We think a lot about the blockchain and this conference in my mind was a big step on answering the question, whether it's happening or not, because everything here is about blockchain and, and, and S S I D. And I like that a lot because we also went with sovereign. We like the platform, and we are also building this platform as one of the sources, data sources for our M system, how to conquer blockchain for ID while I think there are some more problematic and some less problematic points.
I think most of them are green.
I think there's a problem with the governments because governments are too slow to grasp the idea of, of, of a blockchain. And they're very slow in implementing laws and they would have to stand to these laws and, and, and stand behind these laws if they implement. And the problem also with technology is that is very young. And that's why I have a orange point of trust. There's usually a lot of trust because yes, it's mathematical improvement.
It's sure, but frankly, I think we have to add five more things. One of them is at T T time and testing time and testing time and testing. We have to test these blockchain systems.
Well, a lot, we have to add trust, but not only on a mathematical basis, but by earning that by bringing out systems to the real world.

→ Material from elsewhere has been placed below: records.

PR #116, opened 2020-10-15
android: Use SupportSQLite instead of the framework version

maxencehenneron:
This PR replaces the framework SQLite version with the new SupportSQLite from AndroidX. (https://developer.android.com/reference/androidx/sqlite/db/SupportSQLiteDatabase)

This new implementation allows to use more SQL implementations besides the framework one, like [room](https://developer.android.com/topic/libraries/architecture/room), [sqldelight](https://github.com/cashapp/sqldelight). I can create a PR to the android client demo once this gets merged but the changes required are minimal.

### DIFF
--- a/symmetric-android/src/main/java/org/jumpmind/symmetric/android/AndroidDatabasePlatform.java
+++ b/symmetric-android/src/main/java/org/jumpmind/symmetric/android/AndroidDatabasePlatform.java
@@ -34,17 +34,18 @@ import org.jumpmind.db.sql.ISqlTemplate;
 import org.jumpmind.db.sql.SqlTemplateSettings;
 
 import android.content.Context;
-import android.database.sqlite.SQLiteOpenHelper;
+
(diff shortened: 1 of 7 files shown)


maxencehenneron:
The build failed due to a gateway timeout... Will likely need to be restarted.

erilong:
Thanks for the PR.  We'll look at the build problem.  The Azure pipelines was a bit of an experiment.

Max, could you share copyright with the project steward by signing the following contributor agreement?  You can enter your information and submit it online:  https://www.symmetricds.org/developer/contributor

After that, we'll accept your code change.  Thanks!

maxencehenneron:
@erilong Thank you, I signed the agreement!

erilong:
Had to revert.  It won't build with our Gradle build.  Seems like we're missing a dependency, but AndroidX seems to use AAR dependency files and I don't know how to include those.  Any help appreciated.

And so, so many presentations here that we're fantastic until the point. Almost everybody told me, well, it's not life yet, but we are going to be there soon. And we are just testing and it's coming out soon. Really. We have to get projects out into the wild. We have to put the user back in the center and only in the center because we have to help him to manage these complex tasks. Managing a private key is nothing.
My mother, my grand, even my daughter or my wife would like to do. They just wanna have help and wanna be sure it works. And we have to fail early. And I think in this case also quietly, because trust is a very fragile good. And we don't have to destroy that.
And final slide. Yeah.
Oh, almost final slide. I think we're with blockchain right here at the sweeping, at the tipping point for that technology to take off and how not to conquer blockchain for ad. I don't know. Probably many of you saw this over the last days. Everybody who used PGP, well, your emails, you encrypted with PGP now can be read by everybody and that should not happen.
Well, at least here it happened after I think 30 years with the blockchain systems. This should probably hopefully not happen in the first years. Thank you very much.
Thank you. So thank you very much. And maybe to the last slide, my colleague Alexei published blog post on this yesterday regarding all this panic mode thing.
And, you know, to be honest, I think it's much worse than some effected implementations and it's not a protocol it's implementation. Yeah. That we have probably 98% or 99, or even more percent of totally unencrypted males. So what is the bigger problem in reality? But some researchers wanted to get a little bit of publicity here. That's I think the fact behind that, okay. Let's look at the questions. I think we have two here and, and the three right now, so we probably can't pick all of them, but so I think the first one is a good one.
So if we have a digital E D app, can we use it instead of our passport at the border control?
Not right now, but we will be able to do that. There's the iCare or the international civil aviation organization that is right now talking about having different form factors and even leaving the, even have the possibility to leave the passport at home and travel without any token.
But it, one of the possible tokens could also be a smartphone.
Oh, that would be cool. I believe. I hope so.
Yeah.
So thank you very much again, for that insightful present.